Remember, professionals can form an LLC, limited liability partnership (LLP) or a corporation only if all of the owners are licensed within the same profession. Keep this in mind if you're a professional (physician, dentist, attorney) forming a holding entity and an operating entity.

Only the operating entity has to meet this requirement. The holding entity, which will contain nearly all of the wealth of the business, will not be engaged in the practice of any profession. Thus, children or other family members, for example, can still be co-owners of the holding company, even when it is formed by professionals. This allows the use of a family LLC as an estate planning tool.

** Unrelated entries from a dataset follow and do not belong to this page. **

PR #1756, opened 2024-02-12
fix(components): clearing search term in Combobox after clicking on clear button 

gregorijobber:
## Motivations
There was no way of the Combobox clear search term while closing it

### Added

- 

### Changed

- 

### Deprecated

- 

### Removed

- 

### Fixed

- When closing the Combobox it will clear the search term as well

### Security

- 

## Testing

---

Random photo of Atlantis

### DIFF
--- a/packages/components/src/Combobox/components/ComboboxContent/ComboboxContent.tsx
+++ b/packages/components/src/Combobox/components/ComboboxContent/ComboboxContent.tsx
@@ -46,6 +46,8 @@ export function ComboboxContent(props: ComboboxContentProps): JSX.Element {
           selectedCount={props.selected.length}
           onClearAll={() => {
             props.selectedStateSetter([]);
+            props.setSearchValue("");
+            props.handleSearchChange("");
           }}
           onSelectAll={() => {
             props.selectedStateSetter(props.options);
--- a/packages/components/src/Combobox/components/ComboboxContent/ComboboxContent.tsx
+++ b/packages/components/src/Combobox/components/ComboboxContent/ComboboxContent.tsx
@@ -46,8 +46,6 @@ export function ComboboxContent(props: ComboboxContentProps): JSX.Element {
           selectedCount={props.selected.length}
           onClearAll={() => {
             props.selectedStateSetter([]);
-            props.setSearchValue("");
-            props.handleSearchChange("");
           }}
           onSelectAll={() => {
             props.selectedStateSetter(props.options);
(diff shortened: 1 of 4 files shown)


packages/components/src/Combobox/components/ComboboxContent/ComboboxContent.tsx
```diff
@@ -46,6 +46,8 @@ export function ComboboxContent(props: ComboboxContentProps): JSX.Element {
           selectedCount={props.selected.length}
           onClearAll={() => {
             props.selectedStateSetter([]);
+            props.setSearchValue("");
+            props.handleSearchChange("");
```
ZakaryH, line 50: hey sorry I wasn't part of the slack thread on this but I don't agree with these changes

the clear all button should be able to be used based on the context provided by the search term, but it shouldn't be able to change it

the select/clear all is more about the selected state and what items we have, not the current search term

However, in this case, the professional would have to form each entity directly, because the holding entity could not be the owner of the operating entity.

If the entities were being formed within a single LLC in Delaware, for example, the holding entity would have to be formed as a separate LLC in this situation. Each operating entity could still be formed within the single LLC.

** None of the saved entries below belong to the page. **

PR #1759, opened 2024-02-14
refactor(components): CJS -> ESM exploration

scotttjob:
## Motivations

Vite is happier with ESM builds than it is with CJS builds, plus this is something we've been meaning to do for a while just don't have the time (but now I'm here!)

## Changes

Attempts to convert Atlantis from a CJS build to an ESM build (as well as jobber/design).

### Added

- Nothing new, except for converting CJS code to ESM code.

### Changed

- Hopefully nothing!

### Deprecated

- CJS build

### Removed

- CJS build

### Fixed

- ESM build

### Security

- Hopefully nothing!

## Testing

Make sure that this branch works when a builder is expecting an ESM build.

---

Random photo of Atlantis


kingstonfung:
An observation: Components are producing index files that `require()` from `./dist/` folder, which causes "cannot resolve" problems when brought into another place. Perhaps just some strings / folder management stuffs, taking away the `./dist/` path makes the component consumer-env happy again.

For example:

```
Over at /node_modules/@jobber/components/Table.js


... 
var Table = require("./dist/Table");
...
✘ [ERROR] Could not resolve "./dist/Table"
```

I am taking a look into this as well to see if I can provide any help during my available time.

Thanks!

kingstonfung:
(me dropping + sharing notes)

What I found so far:
- I noticed we have this file: scripts/entryPoints.ts that would generate the entrypoints for each components
- We can likely tweak these entrypoint generations to see if we can thread the needle, to get the linkage properly
- If successful, then (maybe?) we could look further into the repurposing this script, or simply avoid more aliasing if we just bring the components one level up

More poking to come...... that's it for now.

scotttjob:
Closing this PR for now, as we're not going to do the work right away and it'll be easier to pick up the changes fresh off main when we're ready.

Obviously there are additional costs involved in creating two or more entities rather than one. However, the concept of an entity within an entity, embodied Series LLC statutes, can significantly lessen these costs. Moreover, these costs, which really are relatively modest, represent a type of inexpensive insurance against the risk of loss.

Tip

Strategies that rely on the use of an operating entity and a holding entity also are used by large businesses. For example, one of the fast growing areas in corporate finance is called "securitization."

A corporation, the operating company, sells its receivables to a second corporation, which is created as the holding company. The only real asset of the holding company is the receivables it purchases. The holding company sells stock to the public, in effect allowing the public to buy an interest in the receivables, through the purchase of the stock. This is termed securitization. This trend started with the sale of mortgages by banks, an ironic choice of words in today's economic environment! Large corporations now sell accounts receivable in this way.

The holding company (the master LLC so to speak) is insulated from liability for all of the activities of the operating company that created the accounts receivable. Commentators have said that, if it were not for the creation of a holding entity, securitization could not work, because the risk of liability exposure from the operating entity's activities would be too high to enable this kind of stock offering to the public. (Commentators or false prophets...that's for history to determine.)

At this same time, the operating entity has protected its assets against the claims of its creditors. Cash that is brought in from the sales of the receivables is quickly drawn off to pay the operating entity's expenses, including the salaries of its owners. The small business owner might use a version of this strategy in withdrawing assets from the operating entity, but only after careful thought and planning.